Another possible error: {n;_;_} should be {n;_} Only 1 underscore is necessary. Think of it like the _ wildcard in a match statement.
The expression let {n; _; union} = p is not well formed OCaml. I think what you want is let {n; union} = p. The way to handle fields you don't care about in a record pattern is not to mention them.
Update:
As rgrinberg points out, a much better way to describe the problem is that the _ has to appear as the last field. That's why the compiler is expecting to see } afterward. It might be good style to include the _ as an indicator that you're purposely matching only a subset of the fields of the record.
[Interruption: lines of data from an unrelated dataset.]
PR #30132, opened 2026-08-28
docs(python): clarify model provider reporter return semantics

### LINKED ISSUE #30116: docs(python): clarify model provider reporter return semantics
## Problem

The public docstrings for `report_model_provider_usage` and `report_model_provider_usage_observation` describe their boolean return as whether usage was accepted into the reporting path (`crates/runner/mitm-addon/src/usage/providers/model_provider.py:153-170` and `:200-222`). That wording implies that `True` means at least one event or observation from the current call was admitted by the process-local buffer.

The implementation has a different contract. `_buffer_model_provider_usage_events` and `_buffer_model_provider_usage_observations` return `True` whenever the reporting context is complete after invoking the buffer, while discarding the buffer methods' accepted-count return values (`model_provider.py:434-476`). Existing source-deduplication coverage calls the reporters repeatedly and confirms that duplicate source events are not admitted again (`crates/runner/mitm-addon/tests/test_model_provider_usage.py:512-578`), but a duplicate-only call can still receive `True`. In that case, the caller-provided `accepted_source_keys` set remains empty.

## Impact

Contributors can incorrectly use the boolean as evidence that this invocation added new usage, which can produce misleading logging, metrics, or lifecycle decisions around duplicate terminal hooks. The distinction is especially important because `terminal_usage.report_model_provider_usage_once` uses the boolean as a reporting-path signal while the accepted-key collectors carry the actual per-call admission result.

## Decision

Proceed with a focused documentation-only change that describes the existing runtime contract. The boolean remains a reporting-path signal; it will not be redefined as a per-call admission result, and no new structured result API will be introduced.

## Chosen Direction and Rationale

- `report_model_provider_usage` returns `False` when any of its existing gates fail: an empty run ID, a non-model-provider firewall, a non-billable firewall, no billable event built from the available usage sources, or an incomplete sandbox-token/API-URL reporting context. It returns `True` after a non-empty candidate event list passes those gates and the buffer is invoked with a complete context.
- `report_model_provider_usage_observation` returns `False` when its existing gates fail: an empty run ID, a non-observable model-provider flow, no observation built from the available usage sources, or an incomplete reporting context. It returns `True` after a non-empty candidate observation list passes those gates and the buffer is invoked with a complete context.
- For both functions, `True` does not guarantee that the current call admitted a new source event or observation. Process-local source-key deduplication can admit zero candidates after the reporter has built its list.
- When supplied, `accepted_source_keys` receives only payload keys newly admitted by the buffer during the call and is the per-call source of truth for source admission. This preserves the separate signals already consumed by `terminal_usage.report_model_provider_usage_once`.

This direction satisfies the issue without changing duplicate-hook behavior, buffer admission, terminal lifecycle state, or webhook delivery semantics.

## Alternatives Considered

- Redefining the boolean to mean that at least one source key was admitted would change duplicate-only terminal-hook behavior and require coordinated changes to the terminal consumer and regression coverage. The existing consumer already distinguishes reporting-path status from per-call admission through the boolean and accepted-key sets.
- Adding a structured result for reporting-path status and admission details would introduce a new API and compatibility surface for information already available through the existing optional set. No additional caller requirement justifies that scope.

## Risks and Mitigations

- The main risk is future readers treating the boolean as delivery completion or an admission count. The docstrings will explicitly name the gates, state that the buffer's admission result is separate, and identify `accepted_source_keys` as the per-call source of truth.
- There is no runtime, persistence, deployment, migration, security, or compatibility risk from this documentation-only direction.

## Acceptance Criteria

- Document the exact `True` and `False` conditions for both reporter functions.
- Explicitly state that `True` does not guarantee that the current call admitted a new source event or observation because process-local source-key deduplication may accept zero items.
- Document `accepted_source_keys` as the per-call source of truth for which payload keys were newly admitted.
- Keep the documented contract aligned with the way `terminal_usage.report_model_provider_usage_once` consumes these values.

## Delivery Notes

- This is one independently reviewable PR changing only the two public docstrings in `crates/runner/mitm-addon/src/usage/providers/model_provider.py`.
- No child issues, dependency relationships, migrations, rollout gates, or follow-up slices are required.
- Apply the package's existing Ruff format/lint, BasedPyright, lockfile, and pytest validation before submission.

seven332:
## Summary

Clarifies the boolean return contracts of the model-provider usage and observation reporters.

The docstrings now distinguish the reporting-path status returned by each function from the process-local buffer's per-call source admission. They document the exact false gates, the complete-context true condition, duplicate-key behavior, and `accepted_source_keys` as the source of truth for newly admitted payload keys.

## Scope

- Updated only the two public docstrings in `crates/runner/mitm-addon/src/usage/providers/model_provider.py`.
- Preserved runtime behavior, buffer admission, terminal lifecycle behavior, webhook delivery, and existing test behavior.
- No API, persistence, migration, deployment, dependency, fallback, or compatibility changes.

## Validation

- `/home/user/.local/bin/uv lock --check`
- `/home/user/.local/bin/uv sync --locked`
- `/home/user/.local/bin/uv run --no-sync ruff format --check .`
- `/home/user/.local/bin/uv run --no-sync ruff check .`
- `/home/user/.local/bin/uv run --no-sync basedpyright -p .`
- `/home/user/.local/bin/uv run --no-sync python -m pytest tests/` — 7,192 passed; 59 existing dependency/code warnings.

Closes #30116

### DIFF
--- a/crates/runner/mitm-addon/src/usage/providers/model_provider.py
+++ b/crates/runner/mitm-addon/src/usage/providers/model_provider.py
@@ -152,21 +152,32 @@ def report_model_provider_usage(
 ) -> bool:
     """Buffer billable token usage for model-provider responses if available.
 
-    Accepted reporting requires all universal gates to pass:
+    The function returns ``False`` when any of these gates fails:
 
     - ``firewall_name`` starts with ``model-provider:``.
     - ``run_id`` is non-empty.
     - ``firewall_billable`` is truthy.
-    - At least one model-provider usage source is available.
-    - At least one ``MODEL_USAGE_CATEGORIES`` value has a positive integer
-      quantity.
+    - At least one billable event is built from the available model-provider
+      usage sources, including a positive integer quantity in
+      ``MODEL_USAGE_CATEGORIES``.
     - ``sandbox_token`` and ``get_api_url()`` are both non-empty.
 
-    Returns whether usage was accepted into the reporting path. When provided,
-    the caller-owned set accumulates source payload keys accepted by the
-    process-local buffer. All failed gates are silent by design except missing
-    sandbox token or API URL, which writes an underbilling signal because
-    billable usage cannot be reported.
+    It returns ``True`` when all gates pass, at least one event is built, and
+    the complete reporting context allows the process-local buffer to be
+    invoked. This boolean indicates that the reporting path was reached; it
+    does not indicate how many events the buffer admitted or that webhook
+    delivery completed. Process-local source-key deduplication can therefore
+    admit zero events even when this function returns ``True``.
+
+    When provided, ``accepted_source_keys`` receives only source payload keys
+    newly admitted by the buffer during this call. It is the per-call source
+    of truth for which payload keys were admitted. This reporting-path status
+    is consumed by ``terminal_usage.report_model_provider_usage_once``
+    separately from those per-call admission keys.
+
+    All failed gates are silent by design except missing sandbox token or API
+    URL, which writes an underbilling signal because billable usage cannot be
+    reported.
     """
     if not run_id:
         return False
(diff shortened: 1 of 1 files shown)


seven332:
LGTM

## Code Review: PR #30132

**Reviewed head:** `153b7bdf778519037a517cd919798899df6f6a04`

### Summary

The PR accurately documents the two model-provider reporter return contracts. It distinguishes reporting-path availability from process-local buffer admission and identifies `accepted_source_keys` as the per-call source-admission signal.

### Findings

No findings.

### Testing

Coverage: Adequate for this documentation-only change. The full mitm-addon suite passed with 7,192 tests, and the locked-environment, Ruff format, Ruff lint, and BasedPyright checks passed. No runtime behavior or tests were changed.

### Verdict

LGTM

You can, in fact, turn on a compiler option that checks for this.
Update 2:
The warning for incomplete record patterns is warning number 9, and also is associated with the letter R. Here's how to use R:
$ ocaml -w +R
OCaml version 4.00.0
# type r = { a: int; b: char };;
type r = { a : int; b : char; }
# let {a} = {a=3; b='x'} in a;;
Warning 9: the following labels are not bound in this record pattern:
b
Either bind these labels explicitly or add '; _' to the pattern.
- : int = 3
The command-line syntax is the same for the compiler.